[EXERCISE DESCRIPTION]: Find the line containing "PR #84, opened 2026-07-06". Retype it and every line after it through the end of the entries, exactly as written, with nothing added.

Stored entries:
○ ○ ○ ○ ○

Issue #68, opened 2026-07-01
Feat: Add an interface for users to provide domain knowledge


haoran-ding:
Add an interface for FM-Agent. The interface allows users to provide domain knowledge with extra markdown files.

haoran-ding:
Fixed by #91

PR #84, opened 2026-07-06
feat: complete the issue #68 and add a feat for knowledge domain

Logic-1729:


haoran-ding:
There are many files that should not be pushed, such as xxx.identifier. Besides, the PR incorrectly revert the code of supporting erlang.

heiyan-2020:
@codex review

haoran-ding:
The method of resolving conflict directly removes some useful code, such as supporting erlang. The PR still cannot be merged.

○ ○ ○ ○ ○

[OUTPUT FOR THIS EXERCISE]:
PR #84, opened 2026-07-06
feat: complete the issue #68 and add a feat for knowledge domain

Logic-1729:


haoran-ding:
There are many files that should not be pushed, such as xxx.identifier. Besides, the PR incorrectly revert the code of supporting erlang.

heiyan-2020:
@codex review

haoran-ding:
The method of resolving conflict directly removes some useful code, such as supporting erlang. The PR still cannot be merged.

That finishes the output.